Publié le 31/10/2016 à 12:11

John Stumpf, ex-PDG de Wells Fargo, lors de son passage devant le Congrès. Photo: Bloomberg

Par Claude Garcia

Dans la chronique Le pire ennemi des titres bancaires publiée le 22 octobre, Yannick Clérouin soutient que le PDG de Wells Fargo, John Stumpf, a perdu son emploi à la suite du scandale des comptes fictifs ouverts au nom de clients à leur insu, pour apaiser certains politiciens à Washington. Compte tenu de la bonne performance boursière de la Banque sous son leadership, le chroniqueur estime que le châtiment reçu était exagéré.

Je ne partage pas son opinion en raison de l’ampleur du scandale et de la façon dont le conseil d’administration, également présidé par monsieur Stumpf, a géré cette crise.

La création de plus de deux millions de faux comptes pour les clients existants de la Banque aurait débuté en 2011 pour se poursuivre jusqu’à tout récemment. Est-il possible que les dirigeants de l'institution n’aient pas été au courant de cette pratique?

Bien entendu, on ne peut exiger d’un dirigeant d’une entreprise importante comme Wells Fargo qu’il soit responsable de tous les gestes posés au quotidien par les employés ou les clients. On s’attend toutefois à ce qu’il s’assure que la banque mette en place des contrôles qui découragent les pratiques frauduleuses et permettent de les détecter, le cas échéant.
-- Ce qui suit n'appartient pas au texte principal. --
PR #4623, opened 2026-09-03
Good Catch

kasature90:


waphun:
huh?

kasature90:
> huh?

Forgot the metadata points (warp & latejoin)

À consulter également: Vidéo: Wells Fargo, une réaction exagérée des marchés, dit François Rochon

Les bonnes pratiques suggèrent quatre niveaux de contrôle pour une institution de la taille de Wells Fargo:

- des contrôles internes sous la responsabilité du chef de la direction financière;

- une équipe d’audit interne dont le plan de travail est soumis pour approbation au comité d’audit du conseil d’administration;

- une firme d’audit externe qui fait le travail nécessaire pour certifier que les états financiers sont dressés en respectant les règles comptables;

- un mécanisme anonyme qui permet à un employé, à un client ou à un fournisseur de dénoncer une pratique répréhensible.

Est-il possible que l’ouverture frauduleuse de plus de deux millions de nouveaux comptes sur une période de cinq ans pour les clients de la banque ait échappé à tous ces contrôles?
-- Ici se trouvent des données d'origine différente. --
PR #4642, opened 2026-09-05
Civ Ship Hardpoint Pass

LassiH:
## About the PR

adds hardpoints to the zeros no other changes
## Why / Balance

zeros-0

## Requirements

## Breaking changes

**Changelog**


kasature90 (changes requested):
all of these should be replaced with new ships instead (inactive authors) + it's just More Mining Ships
only keeping this open because Zeros can stay (no other big service ships really)

the main point of this refactor is to avoid having 200 unmaintained identical ships xir

LassiH:
Ill go steal the copper wiring from everything but the zeros then

kasature90 (approved):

Aucun des clients visés par cette fraude n’aurait jugé bon de se plaindre? Aucun des employés forcés d’ouvrir ces comptes frauduleux ne se serait plaint à un employé de la direction des ressources humaines?

Comment explique-t-on alors la déclaration de la banque à l’effet que plus de 5300 employés ont été remerciés au cours de cette période de cinq ans pour s’être adonnés à cette pratique frauduleuse? Comment explique-t-on que d’anciens employés de Wells Fargo aient entrepris un recours collectif en alléguant qu’ils ont été congédiés pour avoir refusé de se prêter à ces tactiques abusives de vente?

Toutes ces questions soulèvent des doutes sur la vigilance des dirigeants de Wells Fargo.

Ce n’est pas leur seule faute toutefois. Lors de la crise financière de 2008, les grandes banques américaines, y compris Wells Fargo, ont promis que leurs dirigeants ne pourraient garder leurs bonis substantiels s’ils résultaient de pratiques répréhensibles.

Or, le conseil d’administration de Wells Fargo a permis à la dirigeante de la division responsable de la création des comptes fictifs de prendre sa retraite sans prélever quoi que ce soit du magot de 125 millions en actions et en options de Wells Fargo qu’elle avait accumulé jusque-là.

On l’avait récompensée, dans le passé, pour son habilité à convaincre les clients d’ouvrir de nombreux comptes auprès de la banque. On lui a permis de bénéficier personnellement de la création, sous sa gouverne, de ces comptes fictifs en dépit de la promesse solennelle faite huit années plus tôt de sanctionner tout geste répréhensible d’un dirigeant.

Monsieur Stumpf, en tant que principal gestionnaire, ne s’est pas assuré de mettre en place les contrôles nécessaires pour décourager les pratiques frauduleuses et n’a pas respecté, en tant que premier responsable, la promesse solennelle faite au Congrès lors de la crise financière. Selon moi, la sanction est certes sévère, mais pleinement méritée.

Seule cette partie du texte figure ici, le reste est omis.